Now lets use blaze.into to write those results to a file.


In [9]:
into('myfile.csv', rdd.map(lambda x: x[0]).distinct().collect())


Out[9]:
<blaze.data.csv.CSV at 0x7f8648810290>

In [10]:
!head myfile.csv











Blaze drives PySpark

We do the exact same work, but now driving with Blaze. The computation is the same, only the interface is different.

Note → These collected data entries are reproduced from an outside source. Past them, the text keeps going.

PR #1588, opened 2025-07-11
chore: expose `TowerServiceNoHttp` type

koushiro:
- expose `TowerServiceNoHttp` type
- improve some trait bounds

PR #1593, opened 2025-08-10
chore: make  `TowerServiceNoHttp` pub

0xOsiris:
This PR makes `TowerServiceNoHttp` pub. This is useful as `Server` directly bounds `HttpMiddleware` with respect to `TowerServiceNoHttp`, so constraining a generic tower `Layer` within the `Server` is not possible


jsdw:
Will close this in favour of #1588; thank you though!

PR #1629, opened 2026-04-08
Fix clippy and compiler warnings across client and server crates

merkle-maren:
Warnings surfaced while working on #1628. Merging these separately - they're independent from that work and trivial to review on their own.

### Changes

- Removed unused lifetime parameter `'a` from `process_connection` in the server crate.
- Fixed `mismatched_lifetime_syntaxes` warnings in `http-client` and `ws-client` test helpers by using explicit `'static` lifetimes consistently.
- Suppressed dead code warnings in `core::client` for types only used when `async-client` or `async-wasm-client` features are enabled (`FrontToBack`, `BatchMessage`, `SubscriptionSender`, etc.).

### Motivation

`cargo clippy` and `cargo test -p jsonrpsee-http-client` produced ~14 compiler warnings. Mix of an unused lifetime, inconsistent lifetime syntax, and dead code from types gated behind feature flags not active in all compilation contexts.

Clean builds should be clean. Warnings that linger get ignored, and ignored warnings hide real problems.

### Test plan

- `cargo clippy --all-targets --all-features` — zero warnings.
- `cargo test --features tls` — zero warnings.

### DIFF
--- a/client/http-client/src/tests.rs
+++ b/client/http-client/src/tests.rs
@@ -252,9 +252,9 @@ async fn batch_request_out_of_order_response() {
 }
 
 async fn run_batch_request_with_response<T: Send + DeserializeOwned + std::fmt::Debug + Clone + 'static>(
-	batch: BatchRequestBuilder<'_>,
+	batch: BatchRequestBuilder<'static>,
 	response: String,
-) -> Result<BatchResponse<T>, ClientError> {
+) -> Result<BatchResponse<'static, T>, ClientError> {
 	let server_addr = http_server_with_hardcoded_response(response).with_default_timeout().await.unwrap();
 	let uri = format!("http://{server_addr}");
 	let client = HttpClientBuilder::default().build(&uri).unwrap();
--- a/client/http-client/src/tests.rs
+++ b/client/http-client/src/tests.rs
@@ -251,10 +251,10 @@ async fn batch_request_out_of_order_response() {
 	assert_eq!(response, vec!["hello".to_string(), "goodbye".to_string(), "here's your swag".to_string()]);
 }
 
-async fn run_batch_request_with_response<T: Send + DeserializeOwned + std::fmt::Debug + Clone + 'static>(
-	batch: BatchRequestBuilder<'static>,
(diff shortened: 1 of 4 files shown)


core/src/client/mod.rs
```diff
@@ -63,6 +63,7 @@ pub(crate) struct SubscriptionLagged(Arc<RwLock<bool>>);
 /// Owned version of [`RawResponse`].
 pub type RawResponseOwned = RawResponse<'static>;
 
+#[allow(dead_code)]
```
jsdw: All of these `#[allow(dead_code)]`s I would guess (without checking myself) are feature flag related, and the relevant things should be hidden when the feature(s) they are used for aren't enabled, rather then ignored via dead_code (which might legitimately mean they aren't needed anywhere)

client/http-client/src/tests.rs
```diff
@@ -252,9 +252,9 @@ async fn batch_request_out_of_order_response() {
 }
 
 async fn run_batch_request_with_response<T: Send + DeserializeOwned + std::fmt::Debug + Clone + 'static>(
-	batch: BatchRequestBuilder<'_>,
+	batch: BatchRequestBuilder<'static>,
```
jsdw: I would have thought that adding `'_` fo the `BatchResponse` type would also work here, but the proper equivalent would be adding a `'a` lifetime in the generic params and using that. Elided / unnamed lifetimes aren't the same as static lifetimes.

client/ws-client/src/tests.rs
```diff
@@ -440,9 +440,9 @@ async fn is_connected_works() {
 }
 
 async fn run_batch_request_with_response<T: Send + DeserializeOwned + std::fmt::Debug + Clone + 'static>(
-	batch: BatchRequestBuilder<'_>,
+	batch: BatchRequestBuilder<'static>,
```
jsdw: As above

merkle-maren:
Removed all `#[allow(dead_code)]`.

These trigger warnings on `cargo test -p jsonrpsee-http-client` but not on `cargo test`. I couldn't find a feature flag or conditional compilation path that accounts for the difference. Rather than suppress warnings we don't fully understand, I've dropped the annotations and fixed the lifetime warnings directly.

Open to a better approach if you know the exact cfg gate here.

PR #1632, opened 2026-04-21
feat: enable WS deflate in soketto

loyd:
This PR introduces the new feature `ws-deflate` and extends server/client configs with `ws_compression: bool`. It doesn't replace soketto with yawc, only enables existing extension in soketto if the corresponding feature is enabled.

Alternative to https://github.com/paritytech/jsonrpsee/pull/1627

  1. Wrap a Table around the rdd
  2. Find the possible actions taken
  3. Put this result into a variety of

In [11]:
t = Table(rdd, columns=hmda.columns)

In [12]:
t


Out[12]:
action_taken_name agency_abbr applicant_ethnicity_name applicant_race_name_1 applicant_sex_name county_name loan_purpose_name state_abbr
0 Loan originated HUD Not Hispanic or Latino White Male Will County Refinancing IL
1 Loan originated NCUA Not Hispanic or Latino White Male Midland County Refinancing MI
2 Loan purchased by the institution CFPB Not applicable Not applicable Not applicable Benton County Refinancing AR
3 Loan purchased by the institution CFPB Not Hispanic or Latino White Female Ramsey County Refinancing MN
4 Loan originated FDIC Not Hispanic or Latino White Male Allen County Home improvement IN
5 Loan originated HUD Not Hispanic or Latino White Male Cook County Refinancing IL
6 Loan originated HUD Not Hispanic or Latino Black or African American Male Calcasieu Parish Home purchase LA
7 Loan originated HUD Not Hispanic or Latino White Male Grand County Refinancing CO
8 Loan originated FDIC Not Hispanic or Latino White Female Allen County Refinancing IN
9 Loan originated CFPB Not Hispanic or Latino White Male Talbot County Refinancing MD
10 Loan originated HUD Not Hispanic or Latino White Male Calcasieu Parish Home purchase LA

We can easily inspect the table, just like we would in pandas.


In [13]:
t.action_taken_name


Out[13]:
action_taken_name
0 Loan originated
1 Loan originated
2 Loan purchased by the institution
3 Loan purchased by the institution
4 Loan originated
5 Loan originated
6 Loan originated
7 Loan originated
8 Loan originated
9 Loan originated
10 Loan originated

All of the (meta)data movement is handled, giving the user a natural interactive experience.


In [14]:
t.action_taken_name.distinct()


Out[14]:
action_taken_name
0 Loan originated
1 Application denied by financial institution
2 Application approved but not accepted
3 Loan purchased by the institution
4 Application withdrawn by applicant
5 File closed for incompleteness

In [15]:
into(list, t.action_taken_name.distinct())


Out[15]:
[u'Loan originated',
 u'Application denied by financial institution',
 u'Application approved but not accepted',
 u'Loan purchased by the institution',
 u'Application withdrawn by applicant',
 u'File closed for incompleteness']

Main Points

Blaze provides a lightweight wrapper around PySpark, giving a familiar interface to a powerful platform.